楊佑寧會意,起身過去將門關上,然后再次坐回來。
“老楊,你沒發現,咱們機械廠,攤子鋪的有點大,風頭出的有點多嗎?”
一句話,讓楊佑寧眉頭皺起。
“有嗎?我們不是按照上級的要求一步步來的嗎?”
“上級要求,上級要求我們做啥了?”
楊佑寧語結,一時間,貌似他們機械廠好多東西,都是自己冒出來的啊。
什么高壓鍋電飯鍋,上級知道個屁,他們要是不做出來,根本就沒這事。
發動機從最先的蒸汽機,到現在的柴油機,還有汽油的,也是先搞出來人家才知道的。
更不用說機床了…
如此看來,貌似也只有這次上級要搞機床,是明確下發的任務啊。
想到這里,楊佑寧就狐疑的看著劉懷民,“就因為這個,你們倆,不做事了?”
“扯蛋,我們怎么不做事了,老楊,你這話容易挨揍啊!”
楊佑寧連忙笑著,“哈哈哈,口誤,口誤。”
“我意思是,你們就不關心了?”
劉懷民拿起桌上的搪瓷缸子喝了一口,“不是不關心,而是,有些事,你沒看清楚!”
楊佑寧皺眉,劉懷民又點了一句,“這么多東西,哪來的?”
哪來的?
一瞬間,楊佑寧腦海中閃過很多畫面,然后不斷的重疊在一起,不斷的凝聚成一個人影。
楊小濤。
驀然,驚醒。
“你是說,這家伙在藏拙?”
劉懷民笑著,“藏拙倒不至于,都到他這地步了,現在藏拙有點晚了!”
“那他是什么意思?”
劉懷民搖搖頭,“不清楚!”
“不過這段時間,我想了很多事。
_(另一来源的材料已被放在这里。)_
PR #1937, opened 2021-02-05
feat: expose primitives for pytorch dataloaders

rb-determined-ai:
## Description

My first idea for handling iterable datasets was  #1928, but I think that PR offered tooling to the user at the wrong layer; lower-layer than what the happy-path users wanted, and higher-layer than what the advanced users needed.

This PR is another idea, which offers high-level tooling for the happy-path users, and clearly documented primitives for building data loaders that are "determined-compliant" in other cases.

Here are some meeting notes from the #ml-ag meeting on 2 Nov 2020 (abriged):

> Aaron: Accept arbitrary Pytorch DataLoaders to reduce initial porting overhead. Could also upstream some of this.
> - AH: We wanted to do it for at least IterableDatasets, but we should do this for all data loaders (while explaining caveats). Doesn’t require YogaDL necessarily (but may have caveats to behaviors). 1. It’s up to users to make sure that each GPU gets a unique data sample. 2. Pause/restart for HP search.
> - KP: question: they’ll need to do some work to get the GPU sampling to work? What does this look like from a user perspective?
>   - RB: maybe the context should offer a special sampler… (editor's note: #1928 was a failed attempt at this)
>   - AH: the other problem is the start/restart logic. We shouldn’t even try to fix that if they’re using a PT data loader
>   - RB: you’d fix that in the sampler anyway
>   - AH: our easy 1-line config change is for a DDL. if you don’t want to use it, there are these disclaimers, will take more on your side. Kind of what we do for TF dataset right now, restart logic is just not correct unless you use YogaDL but we don’t force that
> - VM: devil’s in the details, what do we do if we get a custom data loader that doesn’t work w/ Determined?
>   - AH: no, we don’t fail for TF datasets right now etc.
>   - RB: the answer is some people want it to fail, some people don’t. Like compiler warnings. We kind of need a feature like this. Document correct errors, which conditions, and allow users to request strictness depending on their use case
>   - AH: i think this is useful, but i also don’t think we should block on this
>   - VM: we need to let people know what they’re buying into; 1. If a user hasn’t read the docs and say BYODL, there’s no warning that there’s a science-compromising issue

As may be clear from the above discourse, the issue here has less to do with difficulty of implementation and more to do with correctness and being able to give assurance to the user about correctness.  That gets harder as we move away from plugin-api paradigms and into sprinkle api paradigms.  However, no users have ever complained about the pytorch-flexible-primitives API, where we made a similar transition from rigid, guaranteed-correct APIs to a "remember to make these calls" style of API.

**The conclusion that this PR takes is: "make the happy-path easy and clearly document how to make the advanced path correct"**

This "clear documentation" is at the top of `harness/determined/pytorch/samplers.py` right now. 

## Example usage:

This example uses the sampler primitives directly, as an academic exercise.

```python
class MNistTrial(PyTorchTrial):
    def build_training_data_loader(self) -> torch.utils.data.DataLoader:
        train_data = data.get_dataset(self.download_directory, train=True)

        mode = "I like pain"

        if mode == "I like easy":
            return det.pytorch.DataLoader(train_data)

        if mode == "I like pain":

            from determined.pytorch import samplers

            seed = self.context.get_trial_seed()
            rank = self.context.distributed.get_rank()
            size = self.context.distributed.get_size()
            skip = self.context.get_initial_batch()
            batch_size = self.context.get_per_slot_batch_size()

            # Shuffle-repeat-shard-batch-skip, just like Determined told me to.
            sampler = torch.utils.data.SequentialSampler(train_data)
            sampler = samplers.ReproducibleShuffleSampler(sampler, seed)
            sampler = samplers.RepeatSampler(sampler)
            sampler = samplers.DistributedSampler(sampler, num_workers=size, rank=rank)
            batch_sampler = torch.utils.data.BatchSampler(sampler, batch_size, drop_last=False)
            batch_sampler = samplers.SkipBatchSampler(batch_sampler, skip)

            return torch.utils.data.DataLoader(train_data, batch_sampler=batch_sampler)
```

## A more realistic advanced use case:

This is how @katport could have ported the detectron2 model dataloaders, with their fancy IterableDataset-based speedups.

See the original function [here](https://github.com/katport/determined/blob/DET-3158/examples/experimental/trial/detectron2/detectron2_files/data.py#L407)

```python
def build_detection_train_loader(cfg, batch_size, mapper=None):
    """
    A data loader is created by the following steps:
    1. Use the dataset names in config to query :class:`DatasetCatalog`, and obtain a list of dicts.
    2. Coordinate a random shuffle order shared among all processes (all GPUs)
    3. Each process spawn another few workers to process the dicts. Each worker will:
       * Map each metadata dict into another format to be consumed by the model.
       * Batch them by simply putting dicts into a list.
    The batched ``list[mapped_dict]`` is what this dataloader will yield.
    Args:
        cfg (CfgNode): the config
        mapper (callable): a callable which takes a sample (dict) from dataset and
            returns the format to be consumed by the model.
            By default it will be `DatasetMapper(cfg, True)`.
    Returns:
        an infinite iterator of training data
    """
    dataset_dicts = get_detection_dataset_dicts(
        cfg.DATASETS.TRAIN,
        filter_empty=cfg.DATALOADER.FILTER_EMPTY_ANNOTATIONS,
        min_keypoints=cfg.MODEL.ROI_KEYPOINT_HEAD.MIN_KEYPOINTS_PER_IMAGE
        if cfg.MODEL.KEYPOINT_ON
        else 0,
        proposal_files=cfg.DATASETS.PROPOSAL_FILES_TRAIN if cfg.MODEL.LOAD_PROPOSALS else None,
    )
    dataset = DatasetFromList(dataset_dicts, copy=False)

    if mapper is None:
        mapper = DatasetMapper(cfg, True)
    dataset = MapDataset(dataset, mapper)

    sampler_name = cfg.DATALOADER.SAMPLER_TRAIN
    print ('sampler_name: ', sampler_name)
    logger = logging.getLogger(__name__)
    logger.info("Using training sampler {}".format(sampler_name))
    # TODO avoid if-else?
    if sampler_name == "TrainingSampler":
        sampler = TrainingSampler(len(dataset))
    elif sampler_name == "RepeatFactorTrainingSampler":
        repeat_factors = RepeatFactorTrainingSampler.repeat_factors_from_category_frequency(
            dataset_dicts, cfg.DATALOADER.REPEAT_THRESHOLD
        )
        sampler = RepeatFactorTrainingSampler(repeat_factors)
    else:
        raise ValueError("Unknown training sampler: {}".format(sampler_name))

################################
# Use the new sampler primitives

    # We know:
    #  - the shuffle is handled by TrainingSampler
    #  - the repeat is handled by TrainingSampler
    #  - we still need sharding (detectron2 only shards for torch-native dtrain)
    #  - we still need skipping to support for continuing training
    #
    # We assume:
    #  - reproducibility is not required; it is enough to train on fresh data
    #    when we continue from a checkpoint.  It would be nearly impossible
    #    to repopulate the buckets of the AspectRatioGroupedDataset in a
    #    reproducible way.
    from determined.pytorch import samplers

    context = ... # You need to get this object here somehow

    # Shard before skip:
    rank = context.distributed.get_rank()
    size = context.distributed.get_size()
    sampler = samplers.DistributedSampler(sampler, num_workers=size, rank=rank)

    # Skip at the record level, since all batches are the same size in training
    batch_size = context.get_per_slot_batch_size()
    initial_batch = context.get_initial_batch()
    skip_records = batch_size * initial_batch
    sampler = det.pytorch.samplers.SkipSampler(sampler, skip=skip_records)

##############################

    return build_batch_data_loader(
        dataset,
        sampler,
        cfg.SOLVER.IMS_PER_BATCH,
        aspect_ratio_grouping=cfg.DATALOADER.ASPECT_RATIO_GROUPING,
        num_workers=cfg.DATALOADER.NUM_WORKERS,
        batch_size=batch_size
    )
```

### DIFF
--- a/harness/determined/_train_context.py
+++ b/harness/determined/_train_context.py
@@ -176,6 +176,9 @@ class _TrainContext(metaclass=abc.ABCMeta):
         )
         self._stop_requested = stop_requested
 
+    def get_initial_batch(self) -> int:
+        return self.env.initial_workload.total_batches_processed
+
 
 class TrialContext(_TrainContext):
     """
--- a/harness/determined/pytorch/samplers.py
+++ b/harness/determined/pytorch/samplers.py
@@ -1,0 +1,368 @@
+"""
+Guidelines for Reproducible Datasets
+====================================
+
+.. note::
+
+   Normally, using ``det.pytorch.DataLoader`` is required and handles all of the below details
+   without any special effort on your part (see :ref:`pytorch-data-loading`).  When
+   ``det.pytorch.DataLoader()`` is not suitable (especially in the case of ``IterableDatasets``),
+   you may disable this requirement by calling
+   :meth:`context.experimental.disable_dataset_reproducibility_checks()
+   <determined.pytorch.PyTorchExperimentalContext.disable_dataset_reproducibility_checks>`
+   in your Trial's ``__init__()`` method.  Then you may choose to follow the below guidelines for
+   ensuring dataset reproducibility on your own.
+
+Achieving a reproducible dataset that is able to pause and continue (sometimes called "incremental
+training") is easy if you follow a few rules.
+
+- Even if you are going to ultimately return an IterableDataset, it is best to use PyTorch's Sampler
+  class as the basis for choosing the order of records.  Operations on Samplers are quick and cheap,
+  while operations on data afterwards are expensive.  For more details, see the discussion of random
+  vs sequential access `here <https://yogadl.readthedocs.io>`_.  If you don't have a custom sampler,
+  start with a simple one:
+
+  .. code::python
+
+     sampler = torch.utils.data.SequentialSampler(my_dataset)
+
+- **Shuffle first**: Always use a reproducible shuffle when you shuffle.  Determined provides two
+  shuffling samplers for this purpose; the ``ReproducibleShuffleSampler`` for operating on records
+  and the ``ReproducibleShuffleBatchSampler`` for operating on batches.  You should prefer to
+  shuffle on records (use the ``ReproducibleShuffleSampler``) whenever possible, to achieve the
+  highest-quality shuffle.
+
+- **Repeat when training**: In Determined, you always repeat your training dataset and you
+  never repeat your validation datasets.  Determined provides a RepeatSampler and a
+  RepeatBatchSampler to wrap your sampler or batch_sampler.  For your training dataset, make sure
+  that you always repeat AFTER you shuffle, otherwise your shuffle will hang.
+
+- **Always shard, and not before a repeat**: Use Determined's DistributedSampler or
+  DistributedBatchSampler to provide a unique shard of data to each worker based on your sampler or
+  batch_sampler.  It is best to always shard your data, and even when you are not doing distributed
+  training, because in non-distributed-training settings, the sharding is nearly zero-cost, and it
+  makes distributed training seamless if you ever want to use it in the future.
+
+  It is generally important to shard after you repeat, unless you can guarantee that each shard
+  of the dataset will have the same length.  Otherwise, differences between the epoch boundaries for
+  each worker can grow over time, especially on small datasets.  If you shard after you repeat, you
+  can change the number of workers arbitrarily without issue.
+
+- **Skip when training, and always last**: In Determined, training datasets should always be able to
+  start from an arbitrary point in the dataset.  This allows for advanced hyperparameter searches
+  and responsive preemption for training on spot instances in the cloud.  The easiest way to do
+  this, which is also very efficient, is to apply a skip to the sampler.
+
+  Determined provides a SkipBatchSampler that you can apply to your batch_sampler for this purpose.
+  There is also a SkipSampler that you can apply to your sampler, but you should prefer to skip on
+  batches unless you are confident that your dataset always yields identical size batches, where the
+  number of records to skip can be reliably calculatd from the number of batches already trained.
+
+  Always skip AFTER your repeat, so that the skip only happens once, and not on every epoch.
+
+  Always skip AFTER your shuffle, to preserve the reproducibility of the shuffle.
+
+Here is some example code that follows each of these rules that you can use as a starting point if
+you find that the built-in context.DataLoader() does not support your use case.
+
+  .. code::python
+
+    def make_batch_sampler(
+        sampler_or_dataset,
+        mode,  # mode="training" or mode="validation"
+        shuffle_seed,
+        num_workers,
+        rank,
+        batch_size,
+        skip,
+    ):
+        if isinstance(sampler_or_dataset, torch.utils.data.Sampler):
+            sampler = sampler_or_dataset
+        else:
+            # Create a SequentialSampler if we started with a Dataset.
+            sampler = torch.utils.data.SequentialSampler(sampler_or_dataset)
+
+        if mode == "training":
+            # Shuffle first.
+            sampler = samplers.ReproducibleShuffleSampler(sampler, shuffle_seed)
+
+            # Repeat when training.
+            sampler = samplers.RepeatSampler(sampler)
+
+        # Always shard, and not before a repeat.
+        sampler = samplers.DistributedSampler(sampler, num_workers=num_workers, rank=rank)
+
+        # Batch before skip, because Determined counts batches, not records.
+        batch_sampler = torch.utils.data.BatchSampler(sampler, batch_size, drop_last=False)
+
+        if mode == "training":
+            # Skip when training, and always last.
+            batch_sampler = samplers.SkipBatchSampler(batch_sampler, skip)
+
+        return batch_sampler
+
+
+    class MyPyTorchTrial(det.pytorch.PyTorchTrial):
+        def __init__(self, context):
+            context.experimental.disable_dataset_reproducibility_checks()
+
+        def build_training_data_loader(self):
+            my_dataset = ...
+
+            batch_sampler = make_batch_sampler(
+                dataset=my_dataset,
+                mode="training",
+                seed=self.context.get_trial_seed(),
+                num_workers=self.context.distributed.get_size(),
+                rank=self.distributed.get_rank(),
+                batch_size=self.context.get_per_slot_batch_size(),
+                skip=self.context.get_initial_batch(),
+            )
+
+            return torch.utils.data.DataLoader(my_dataset, batch_sampler=batch_sampler)
+"""
+from typing import Iterator
+
+import numpy as np
+import torch
+
+from determined.common import check
+
+
+class RepeatSampler(torch.utils.data.Sampler):
+    """
+    RepeatSampler yields infinite batches indices by repeatedly iterating
+    through the batches of another Sampler. __len__ is just the length of
+    the underlying Sampler.
+    """
+
+    def __init__(self, sampler: torch.utils.data.Sampler) -> None:
+        self._sampler = sampler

”
然后劉懷民十分認真的提醒著,“老楊,最近這東風、西風的有點多,咱們機械廠,可不能亂刮風!”
楊佑寧這下是真的懂了!
“你是說,這家伙…”
劉懷民點頭,“嗯!”
“不得不承認,這小子,比咱們的政治智慧更高啊!”
“上次大學習的事,你忘了,這小子提前做的準備,那可是夏老都沒想到的。”
說起這事,楊祐寧記得那個曹主任過來,可是挑了半天都沒挑出毛病的。
最后更是在梁作新那里吃了一鼻子灰。
只是想到這里,楊祐寧不由得皺起眉頭,上次那曹主任可不像是善人。
來者不善善者不來。
這碰了壁,肯定會在其他地方找回來。
甚至就等著機械廠這里出招,然后給他們下套呢。
“這小子,要么說他回來后就安分起來呢。”
“原來是這樣啊。”
說著,楊祐寧也安靜起來,然后起身,往外走去。
“你干嘛去?”
劉懷民還以為楊祐寧去找楊小濤說事呢,結果楊祐寧只是淡淡說著,“我去化工廠看看。”
“估計徐遠山這家伙也看出門道了,要不然這兩天電話都少。”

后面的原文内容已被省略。